PR #10958, opened 2024-10-23
Fixes updateAttributes endpoint

GPortas:
- Closes: https://github.com/IQSS/dataverse-security/issues/98

### DIFF
--- a/src/main/java/edu/harvard/iq/dataverse/engine/command/impl/UpdateDataverseAttributeCommand.java
+++ b/src/main/java/edu/harvard/iq/dataverse/engine/command/impl/UpdateDataverseAttributeCommand.java
@@ -1,0 +1,110 @@
+package edu.harvard.iq.dataverse.engine.command.impl;
+
+import edu.harvard.iq.dataverse.Dataverse;
+import edu.harvard.iq.dataverse.authorization.Permission;
+import edu.harvard.iq.dataverse.engine.command.AbstractCommand;
+import edu.harvard.iq.dataverse.engine.command.CommandContext;
+import edu.harvard.iq.dataverse.engine.command.DataverseRequest;
+import edu.harvard.iq.dataverse.engine.command.RequiredPermissions;
+import edu.harvard.iq.dataverse.engine.command.exception.CommandException;
+import edu.harvard.iq.dataverse.engine.command.exception.IllegalCommandException;
+import edu.harvard.iq.dataverse.engine.command.exception.PermissionException;
+import edu.harvard.iq.dataverse.settings.SettingsServiceBean;
+
+import java.util.Collections;
+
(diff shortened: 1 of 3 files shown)


src/main/java/edu/harvard/iq/dataverse/engine/command/impl/UpdateDataverseAttributeCommand.java
```diff
@@ -0,0 +1,110 @@
...
+     * @throws PermissionException if the user doesn't have permission to modify this attribute.
+     */
+    private void setBooleanAttributeForFilePIDs(CommandContext ctxt) throws CommandException {
+        if (!getRequest().getUser().isSuperuser()) {
+            throw new PermissionException("You must be a superuser to change this setting",
+                    this, Collections.singleton(Permission.EditDataset), dataverse);
+        }
+        if (!ctxt.settings().isTrueForKey(SettingsServiceBean.Key.AllowEnablingFilePIDsPerCollection, false)) {
+            throw new PermissionException("Changing File PID policy per collection is not enabled on this server",
+                    this, Collections.singleton(Permission.EditDataset), dataverse);
```
sekmiller, line 101: Minor point, but if we get here we have a super user so wouldn't it be an illegal command exception - not a permission exception?

GPortas: I initially thought the same, but I chose to use the PermissionException since that was the original exception thrown before moving this logic into the command. It's not a significant backward compatibility issue, but that was the reason behind my decision. However, I can switch to the IllegalCommandException if you think it fits better.

src/test/java/edu/harvard/iq/dataverse/api/DataversesIT.java
```diff
@@ -837,30 +836,70 @@ public void testAttributesApi() throws Exception {
...
         Response deleteCollectionResponse = UtilIT.deleteDataverse(newCollectionAlias, apiToken);
-        deleteCollectionResponse.prettyPrint();
         assertEquals(OK.getStatusCode(), deleteCollectionResponse.getStatusCode());
+
+        // Cannot update root collection from a regular user:
+
+        changeAttributeResp = UtilIT.setCollectionAttribute("root", "name", newCollectionName, apiToken);
+        changeAttributeResp.then().assertThat()
+                .statusCode(UNAUTHORIZED.getStatusCode());
+
```
sekmiller, line 897: You're not asserting anything that is particular to Root here, correct? Any random user without Edit Dataverse permissions would get the same Unauthorized on any Dataverse

sekmiller (approved):
Looks good. Thanks for responding to my questions.

PR #10967, opened 2024-10-25
Update to #10705 fixing a blank filter query

qqmyers:
**What this PR does / why we need it**: Per the comment in #10705, the original PR could add a (hopefully harmless) blank filter query to the request. This PR fixes the logic - the method generating the queries returned "" when none were needed but the check to include them was for the string to != null. The PR changes to check for not null, empty, or blank.

- Closes #

**Suggestions on how to test this**: Verify that an empty query is not included.

**Additional documentation**:

### DIFF
--- a/src/main/java/edu/harvard/iq/dataverse/search/SearchServiceBean.java
+++ b/src/main/java/edu/harvard/iq/dataverse/search/SearchServiceBean.java
@@ -1047,7 +1047,7 @@ public class SearchServiceBean {
         // add joins on all the non-public groups that may exist for the
         // user:
 
-        // Authenticated users - and GuestUser - may be part of one or more groups; such
+        // Authenticated users, *and the GuestUser*, may be part of one or more groups; such
         // as IP Groups.
         groups = groupService.collectAncestors(groupService.groupsFor(dataverseRequest));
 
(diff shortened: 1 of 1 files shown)


src/main/java/edu/harvard/iq/dataverse/search/SearchServiceBean.java
```diff
@@ -1047,7 +1047,7 @@ private String getPermissionFilterQuery(DataverseRequest dataverseRequest, SolrQ
         // add joins on all the non-public groups that may exist for the
         // user:
 
-        // Authenticated users and GuestUser may be part of one or more groups; such
+        // Authenticated users - and GuestUser - may be part of one or more groups; such
```
pdurbin, line 1050:
```suggestion
        // Authenticated users, and GuestUser, may be part of one or more groups; such
```

Or maybe "(and GuestUser)"? The dashes throw me off a bit.

pdurbin (commented):
The code looks fine, though I didn't test it. Added a small suggestion.

src/main/java/edu/harvard/iq/dataverse/search/SearchServiceBean.java
qqmyers: Should have mentioned - this was in response to https://github.com/IQSS/dataverse/pull/10706#discussion_r1815453266 indicating that it's useful to emphasize that the GuestUser can also be in groups. I tried a switch to using * instead.

landreev:
I hope it's ok for me to just approve and merge it quickly; since this is a straightforward followup to the #10705 that I QAed and merged yesterday. @pdurbin unless you want to click "approve" as well.

landreev (approved):

pdurbin (approved):
I didn't test this, but it looks good.

src/main/java/edu/harvard/iq/dataverse/search/SearchServiceBean.java
pdurbin: Looks great now. Very clear. Thanks. Approved.

PR #10971, opened 2024-10-25
Api auth required openapi

### LINKED ISSUE #10970: Feature Request:
There was a conversation on [zullip](https://dataverse.zulipchat.com/#narrow/channel/446770-docs/topic/API.20docs.20from.20OpenAPI/near/477786826) at for the need of documenting the authentication requirements on the OpenAPI specification.

jp-tosca:
There was a conversation on [zullip](https://dataverse.zulipchat.com/#narrow/channel/446770-docs/topic/API.20docs.20from.20OpenAPI/near/477786826) at for the need of documenting the authentication requirements on the OpenAPI specification. 

- Closes #10970


src/main/java/edu/harvard/iq/dataverse/api/Access.java
```diff
@@ -1269,6 +1270,7 @@ private String getWebappImageResource(String imageName) {
     })
     @Tag(name = "saveAuxiliaryFileWithVersion", 
          description = "Save Auxiliary File With Version")
+    @SecurityRequirement(name = "api_token")
```
pdurbin, line 1273: Why is it "api_token" and not "API token" or "API_Token" or whatever else? Is it arbitrary?

jp-tosca: Seems that we also have to define the "security schema" and we name that security schema, we also set a type. The security schema could be named something else but in this case api_key is the name

pdurbin:
Soft close for now. We might want this in the future.

Issue #947, opened 2015-09-08
Add a 'Reviewer checklist' to dev docs


dariusf:
This seems like a good idea with the growing number of things to keep track of. The code ones can cover common scenarios only, otherwise the list is potentially never-ending.

**General**

- Branch name, PR name, "fixes" description
- Tests for relevant features are added/updated
- Documentation is updated
- CI passes with no drop in coverage
- Unstable tests pass offline
- No CheckStyle warnings (these don't cause the CI build to fail, maybe they should?)

**Code**

- No `sleep` in tests, find a way to synchronise. `PlatformEx.waitOnFxThread` is usually a drop-in replacement.
- `Optional`s must be checked before use.
- Overall SLAP and putting methods in the right places
- Static imports of methods from the `util` package are generally fine, but otherwise shouldn't be used.

Add more suggestions here. After a while we can add this to the docs.

Issue #757, opened 2015-07-02
Document development workflow


dariusf:
We should add a few things to either the Workflow or Development Environment documents, mostly so new developers can get started more easily:

- [x] How to run tests
- [x] How to run unstable tests
- [x] How to view CheckStyle violations locally
- [x] How to view code coverage locally
- [x] Commonly-used Gradle tasks

acruis:
Agreed.

damithc:
Not sure a beginner can document the workflow that he/she is new to. :-)

HansNewbie:
- [ ] How to merge PR
  - follow command line instruction on GitHub PR merge, use git merge --no-ff -m "message" origin/your-branch-name.

PR #1025, opened 2015-10-05
Run unstable tests separately #1024

### LINKED ISSUE #1024: Run unstable tests separately
Devs/reviewers will manually check these. The Travis build should be as deterministic as possible. Related to #952.

dariusf:
Fixes #1024.

Docs will be updated separately in #947 and #757.

### DIFF
--- a/build.gradle
+++ b/build.gradle
@@ -5,7 +5,6 @@
  * user guide available at http://gradle.org/docs/2.2.1/userguide/tutorial_java_projects.html
  */
 
-// Plugins
 plugins {
     id "com.github.kt3k.coveralls" version "2.4.0"
     id "com.github.johnrengelman.shadow" version "1.2.1"
@@ -76,28 +75,31 @@ allprojects {
 
     test {
         forkEvery = 1
+        if (System.env.'CI') {
+            exclude 'unstable'
+        }
+    }
 
-        // uncomment to disable gui tests
-//        exclude 'guitests'
+    sourceSets {
+        unstableTests {
+            java.srcDir 'src/test/java/unstable'
+            compileClasspath += main.output + test.output
+            runtimeClasspath += main.output + test.output
+        }
+    }
+
+    configurations {
+        unstableTestsCompile.extendsFrom testCompile
+        unstableTestsRuntime.extendsFrom testRuntime
+    }
+
+    task unstableTests(type: Test) {
+        testClassesDir = sourceSets.unstableTests.output.classesDir
+        classpath = sourceSets.unstableTests.runtimeClasspath
     }
 
     jacoco {
         toolVersion = "0.7.5.201505241946"
-    }
-
-    jacocoTestReport {
-        dependsOn test
-        sourceDirectories = project.files(sourceSets.main.allSource.srcDirs)
-        classDirectories =  project.files(sourceSets.main.output)
-        afterEvaluate {
-            classDirectories = files(classDirectories.files.collect {
-                fileTree(dir: it, exclude: 'tests/**')
-            })
-        }
-        reports {
-            xml.enabled = true
-            html.enabled = true
-        }
     }
 
     jar {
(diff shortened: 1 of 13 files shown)


dariusf:
An environment variable is used to control whether the unstable tests run. This is the simplest solution I could get to work. Tried splitting the tests up into source sets, but that caused problems with coverage (the task doesn't support computing coverage from multiple source sets by default). I'm still not sure how to define a task that operates on a subset of a default task's inputs.

@lejolly do you know if jacocoTestReport is needed? AFAIK it's not used. The parameter it supplies to jacocoRootReport has the default value.

dariusf:
Forgot to rename the task. I'm thinking of calling it either `testUnstable` or `unstableTests`. The first follows conventions, the second is more descriptive. Opinions welcome.

lejolly:
not sure if `jacocoTestReport` was needed, possibly to generate both html and xml reports locally?

i would go with `unstableTests`.

dariusf:
Renamed. In that case, I think it isn't needed. jacocoRootReport does the same thing.

Added a couple more unstable tests.

dariusf:
Added MenuControlTest. I think that should be all for now, unless there are other suggestions. We don't have too many samples, so I've only added those I've seen fail 2-3 times in the recent PRs.

lejolly:
Got this on the second restart of the build. 

```
guitests.MetadataUpdateTest > testUpdatedTriggersMetadata FAILED
    java.lang.RuntimeException: java.lang.NullPointerException
        at org.loadui.testfx.utils.TestUtils.awaitCondition(TestUtils.java:49)
        at org.loadui.testfx.utils.TestUtils.awaitCondition(TestUtils.java:30)
        at guitests.MetadataUpdateTest.testUpdatedTriggersMetadata(MetadataUpdateTest.java:24)
        Caused by:
        java.lang.NullPointerException
            at org.loadui.testfx.utils.FXTestUtils.isNodeWithinSceneBounds(FXTestUtils.java:249)
            at org.loadui.testfx.utils.FXTestUtils.isNodeVisible(FXTestUtils.java:242)
            at org.loadui.testfx.utils.FXTestUtils$6.apply(FXTestUtils.java:233)
            at org.loadui.testfx.utils.FXTestUtils$6.apply(FXTestUtils.java:230)
            at com.google.common.collect.Iterators$7.computeNext(Iterators.java:652)
            at com.google.common.collect.AbstractIterator.tryToComputeNext(AbstractIterator.java:143)
            at com.google.common.collect.AbstractIterator.hasNext(AbstractIterator.java:138)
            at com.google.common.collect.Iterators.getNext(Iterators.java:865)
            at com.google.common.collect.Iterables.getFirst(Iterables.java:775)
            at org.loadui.testfx.GuiTest.find(GuiTest.java:466)
            at org.loadui.testfx.GuiTest.find(GuiTest.java:306)
            at guitests.UITest.findQuiet(UITest.java:211)
            at guitests.MetadataUpdateTest.lambda$testUpdatedTriggersMetadata$20(MetadataUpdateTest.java:25)
            at org.loadui.testfx.utils.TestUtils.awaitCondition(TestUtils.java:38)
            ... 2 more
```

dariusf:
Added that. It's already in the nondeterministic test issue.

lejolly:
i think you forgot to update the findbugs exception file?

```
Write to static field ui.UI.status from instance method unstable.SavedLoginTest.setupMethod()
```

dariusf:
Yeah, just realised.

dariusf:
Passed another 5 times. Another failure from RepositorySelectorTest so I removed it as well.

So when do we decide if the CI build is stable enough?

lejolly:
i guess 100% passing rate is kinda unattainable? 90%? 80%?

dariusf:
Passed 9 more times. Not the most formal experiment, but we're at 20/22 (90.9%) now.

lejolly:
Ok, good to merge then. We can always include more tests in the future if they're giving us problems.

════════

**Problem details:**
Copy each line holding "PermissionException" from the material above.

**Task solution:**
+import edu.harvard.iq.dataverse.engine.command.exception.PermissionException;
+     * @throws PermissionException if the user doesn't have permission to modify this attribute.
+            throw new PermissionException("You must be a superuser to change this setting",
+            throw new PermissionException("Changing File PID policy per collection is not enabled on this server",
GPortas: I initially thought the same, but I chose to use the PermissionException since that was the original exception thrown before moving this logic into the command. It's not a significant backward compatibility issue, but that was the reason behind my decision. However, I can switch to the IllegalCommandException if you think it fits better.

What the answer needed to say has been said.